*WHAT IS REQUIRED*: Would you please copy every line below that includes the string "works"?

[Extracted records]
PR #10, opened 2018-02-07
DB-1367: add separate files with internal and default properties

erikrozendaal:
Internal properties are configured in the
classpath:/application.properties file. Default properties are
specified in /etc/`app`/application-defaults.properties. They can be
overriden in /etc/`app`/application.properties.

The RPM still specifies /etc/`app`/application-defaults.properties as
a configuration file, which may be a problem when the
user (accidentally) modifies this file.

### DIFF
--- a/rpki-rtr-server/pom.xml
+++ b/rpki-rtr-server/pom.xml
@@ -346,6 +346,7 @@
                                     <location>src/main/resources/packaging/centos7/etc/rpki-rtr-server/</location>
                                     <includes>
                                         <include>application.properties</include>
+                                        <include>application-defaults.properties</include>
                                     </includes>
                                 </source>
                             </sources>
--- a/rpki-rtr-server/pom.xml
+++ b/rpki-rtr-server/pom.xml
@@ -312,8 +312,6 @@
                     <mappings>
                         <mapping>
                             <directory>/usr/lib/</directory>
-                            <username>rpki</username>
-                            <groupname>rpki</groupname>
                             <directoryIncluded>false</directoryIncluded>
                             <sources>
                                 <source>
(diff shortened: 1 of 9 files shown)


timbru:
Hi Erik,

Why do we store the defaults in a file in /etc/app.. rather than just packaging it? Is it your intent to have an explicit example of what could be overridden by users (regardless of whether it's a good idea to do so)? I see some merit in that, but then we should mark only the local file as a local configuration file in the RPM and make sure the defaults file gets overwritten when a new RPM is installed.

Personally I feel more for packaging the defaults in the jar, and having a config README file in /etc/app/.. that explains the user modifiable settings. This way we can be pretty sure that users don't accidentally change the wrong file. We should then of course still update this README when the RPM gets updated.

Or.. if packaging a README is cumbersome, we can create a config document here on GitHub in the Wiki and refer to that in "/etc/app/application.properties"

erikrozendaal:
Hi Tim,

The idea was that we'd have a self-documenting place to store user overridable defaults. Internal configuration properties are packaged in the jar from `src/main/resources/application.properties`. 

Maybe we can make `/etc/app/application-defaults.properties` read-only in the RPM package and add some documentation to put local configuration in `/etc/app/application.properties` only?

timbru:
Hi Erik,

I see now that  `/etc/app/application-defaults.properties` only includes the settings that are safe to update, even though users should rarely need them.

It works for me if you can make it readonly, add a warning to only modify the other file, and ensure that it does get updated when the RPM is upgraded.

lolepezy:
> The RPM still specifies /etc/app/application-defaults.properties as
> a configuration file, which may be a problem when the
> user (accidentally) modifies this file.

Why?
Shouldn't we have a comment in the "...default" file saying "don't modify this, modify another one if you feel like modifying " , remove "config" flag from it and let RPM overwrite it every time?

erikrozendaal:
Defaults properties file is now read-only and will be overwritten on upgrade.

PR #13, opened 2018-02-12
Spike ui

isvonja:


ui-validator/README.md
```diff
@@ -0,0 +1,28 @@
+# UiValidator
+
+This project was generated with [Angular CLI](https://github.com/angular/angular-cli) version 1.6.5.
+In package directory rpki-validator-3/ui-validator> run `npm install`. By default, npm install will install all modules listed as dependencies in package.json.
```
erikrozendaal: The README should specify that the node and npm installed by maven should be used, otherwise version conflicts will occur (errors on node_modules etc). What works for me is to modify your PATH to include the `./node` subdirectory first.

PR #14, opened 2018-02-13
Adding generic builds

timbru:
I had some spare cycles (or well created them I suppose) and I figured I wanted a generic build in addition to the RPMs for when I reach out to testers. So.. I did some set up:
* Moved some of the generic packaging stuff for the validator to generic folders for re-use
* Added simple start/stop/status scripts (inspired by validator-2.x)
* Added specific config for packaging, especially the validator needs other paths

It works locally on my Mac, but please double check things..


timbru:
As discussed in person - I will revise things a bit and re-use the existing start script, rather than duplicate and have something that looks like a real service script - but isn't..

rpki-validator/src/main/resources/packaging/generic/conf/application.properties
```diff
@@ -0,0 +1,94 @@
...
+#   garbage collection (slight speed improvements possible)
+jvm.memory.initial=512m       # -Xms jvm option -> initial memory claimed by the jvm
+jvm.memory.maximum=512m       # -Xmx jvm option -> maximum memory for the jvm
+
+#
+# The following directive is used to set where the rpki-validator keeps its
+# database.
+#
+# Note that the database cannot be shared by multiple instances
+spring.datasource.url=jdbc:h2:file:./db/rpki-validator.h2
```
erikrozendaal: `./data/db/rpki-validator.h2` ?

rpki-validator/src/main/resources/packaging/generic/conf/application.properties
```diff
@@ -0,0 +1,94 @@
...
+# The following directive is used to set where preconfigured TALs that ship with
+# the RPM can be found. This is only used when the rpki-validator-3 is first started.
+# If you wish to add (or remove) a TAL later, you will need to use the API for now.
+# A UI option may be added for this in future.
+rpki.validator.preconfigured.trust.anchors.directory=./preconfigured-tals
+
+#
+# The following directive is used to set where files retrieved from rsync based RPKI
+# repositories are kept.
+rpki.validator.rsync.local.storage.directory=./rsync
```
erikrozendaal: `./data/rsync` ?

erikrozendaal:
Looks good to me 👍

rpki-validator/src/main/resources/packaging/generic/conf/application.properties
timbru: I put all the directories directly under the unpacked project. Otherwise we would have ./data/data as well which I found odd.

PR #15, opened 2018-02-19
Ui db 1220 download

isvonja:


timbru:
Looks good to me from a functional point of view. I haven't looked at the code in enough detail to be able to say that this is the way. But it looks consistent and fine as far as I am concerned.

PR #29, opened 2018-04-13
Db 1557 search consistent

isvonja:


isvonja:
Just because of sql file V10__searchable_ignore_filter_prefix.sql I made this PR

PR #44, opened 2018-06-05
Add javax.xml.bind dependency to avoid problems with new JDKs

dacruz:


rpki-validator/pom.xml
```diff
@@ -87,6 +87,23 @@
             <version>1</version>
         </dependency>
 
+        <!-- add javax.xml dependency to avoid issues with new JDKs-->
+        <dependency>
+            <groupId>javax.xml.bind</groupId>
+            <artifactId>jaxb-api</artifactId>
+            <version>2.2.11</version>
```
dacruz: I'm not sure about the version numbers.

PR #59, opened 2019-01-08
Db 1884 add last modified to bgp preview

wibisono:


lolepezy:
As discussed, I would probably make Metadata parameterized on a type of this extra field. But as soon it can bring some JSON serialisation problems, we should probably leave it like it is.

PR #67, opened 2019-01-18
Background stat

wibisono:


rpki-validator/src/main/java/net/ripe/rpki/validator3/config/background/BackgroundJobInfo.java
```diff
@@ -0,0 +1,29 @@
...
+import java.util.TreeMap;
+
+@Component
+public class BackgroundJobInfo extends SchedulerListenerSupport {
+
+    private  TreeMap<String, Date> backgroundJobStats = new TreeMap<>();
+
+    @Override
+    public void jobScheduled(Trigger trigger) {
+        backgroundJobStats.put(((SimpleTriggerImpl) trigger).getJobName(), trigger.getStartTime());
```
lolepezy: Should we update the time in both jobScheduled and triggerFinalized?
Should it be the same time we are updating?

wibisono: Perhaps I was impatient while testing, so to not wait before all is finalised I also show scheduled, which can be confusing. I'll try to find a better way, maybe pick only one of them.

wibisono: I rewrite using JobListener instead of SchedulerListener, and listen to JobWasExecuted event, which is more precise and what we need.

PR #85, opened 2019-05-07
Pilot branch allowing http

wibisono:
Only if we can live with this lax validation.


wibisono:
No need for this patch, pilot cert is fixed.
* * *
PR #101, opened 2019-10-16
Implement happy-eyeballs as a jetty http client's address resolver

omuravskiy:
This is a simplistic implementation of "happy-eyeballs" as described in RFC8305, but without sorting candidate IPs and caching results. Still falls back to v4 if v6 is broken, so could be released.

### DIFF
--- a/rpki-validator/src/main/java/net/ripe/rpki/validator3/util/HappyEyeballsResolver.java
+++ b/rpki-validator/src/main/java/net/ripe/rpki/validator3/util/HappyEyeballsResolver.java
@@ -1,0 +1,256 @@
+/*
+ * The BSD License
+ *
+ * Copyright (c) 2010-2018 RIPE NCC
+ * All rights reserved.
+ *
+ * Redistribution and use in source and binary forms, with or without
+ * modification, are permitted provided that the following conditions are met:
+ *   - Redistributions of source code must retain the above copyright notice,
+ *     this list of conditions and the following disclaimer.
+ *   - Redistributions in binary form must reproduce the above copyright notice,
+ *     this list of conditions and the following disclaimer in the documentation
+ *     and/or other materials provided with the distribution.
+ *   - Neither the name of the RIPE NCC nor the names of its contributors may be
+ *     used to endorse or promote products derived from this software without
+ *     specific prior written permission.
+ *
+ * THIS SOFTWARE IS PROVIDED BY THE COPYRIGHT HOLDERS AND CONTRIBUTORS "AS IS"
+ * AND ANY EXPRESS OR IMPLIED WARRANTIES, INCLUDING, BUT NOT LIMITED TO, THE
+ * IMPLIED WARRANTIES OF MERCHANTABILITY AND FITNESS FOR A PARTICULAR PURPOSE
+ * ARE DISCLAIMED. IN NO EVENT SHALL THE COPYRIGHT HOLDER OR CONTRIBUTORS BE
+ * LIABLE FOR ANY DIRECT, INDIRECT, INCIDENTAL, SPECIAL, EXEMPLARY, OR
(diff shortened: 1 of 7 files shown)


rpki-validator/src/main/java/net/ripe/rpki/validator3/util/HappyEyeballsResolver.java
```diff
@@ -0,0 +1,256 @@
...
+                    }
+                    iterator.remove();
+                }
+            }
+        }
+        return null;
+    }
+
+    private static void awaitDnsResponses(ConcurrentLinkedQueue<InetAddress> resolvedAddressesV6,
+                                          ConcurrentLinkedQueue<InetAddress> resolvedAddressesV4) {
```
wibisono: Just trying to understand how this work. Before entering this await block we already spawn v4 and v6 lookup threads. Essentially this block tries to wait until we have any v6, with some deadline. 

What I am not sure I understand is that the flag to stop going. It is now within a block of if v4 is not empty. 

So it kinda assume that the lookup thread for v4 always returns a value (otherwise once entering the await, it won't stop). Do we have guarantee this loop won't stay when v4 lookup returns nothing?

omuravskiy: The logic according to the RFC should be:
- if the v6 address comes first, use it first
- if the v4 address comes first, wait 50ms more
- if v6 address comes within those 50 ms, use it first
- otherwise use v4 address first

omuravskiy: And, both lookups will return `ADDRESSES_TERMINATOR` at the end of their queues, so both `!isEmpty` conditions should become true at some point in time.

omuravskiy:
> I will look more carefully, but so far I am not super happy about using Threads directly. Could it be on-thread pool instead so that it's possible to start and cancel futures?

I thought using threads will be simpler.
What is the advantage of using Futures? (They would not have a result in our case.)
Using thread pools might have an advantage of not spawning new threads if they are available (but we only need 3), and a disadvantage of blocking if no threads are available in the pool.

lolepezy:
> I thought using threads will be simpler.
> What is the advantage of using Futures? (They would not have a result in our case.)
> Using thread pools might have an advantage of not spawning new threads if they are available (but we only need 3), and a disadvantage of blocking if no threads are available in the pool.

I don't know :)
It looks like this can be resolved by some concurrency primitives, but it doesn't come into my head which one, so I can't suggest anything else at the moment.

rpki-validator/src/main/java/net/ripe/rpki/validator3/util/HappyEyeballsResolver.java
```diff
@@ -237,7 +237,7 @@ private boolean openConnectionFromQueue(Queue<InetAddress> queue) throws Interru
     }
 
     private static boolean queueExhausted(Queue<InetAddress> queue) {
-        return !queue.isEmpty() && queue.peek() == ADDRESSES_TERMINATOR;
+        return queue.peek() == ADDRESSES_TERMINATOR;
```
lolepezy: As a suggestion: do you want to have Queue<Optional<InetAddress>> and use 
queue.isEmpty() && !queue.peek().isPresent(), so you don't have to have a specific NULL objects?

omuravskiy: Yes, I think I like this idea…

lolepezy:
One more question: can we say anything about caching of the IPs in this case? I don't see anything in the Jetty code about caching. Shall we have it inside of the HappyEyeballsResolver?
---
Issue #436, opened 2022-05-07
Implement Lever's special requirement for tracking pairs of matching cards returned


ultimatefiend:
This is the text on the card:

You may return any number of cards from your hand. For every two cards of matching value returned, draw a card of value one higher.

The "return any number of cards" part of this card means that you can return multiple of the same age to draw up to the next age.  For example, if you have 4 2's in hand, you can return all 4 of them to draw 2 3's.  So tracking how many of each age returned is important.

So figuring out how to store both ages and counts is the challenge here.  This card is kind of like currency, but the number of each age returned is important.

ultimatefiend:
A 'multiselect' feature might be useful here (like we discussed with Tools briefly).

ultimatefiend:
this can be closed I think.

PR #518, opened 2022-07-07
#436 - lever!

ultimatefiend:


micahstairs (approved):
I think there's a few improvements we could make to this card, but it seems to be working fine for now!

*ANSWER SPACE*:
It works for me if you can make it readonly, add a warning to only modify the other file, and ensure that it does get updated when the RPM is upgraded.
erikrozendaal: The README should specify that the node and npm installed by maven should be used, otherwise version conflicts will occur (errors on node_modules etc). What works for me is to modify your PATH to include the `./node` subdirectory first.
It works locally on my Mac, but please double check things..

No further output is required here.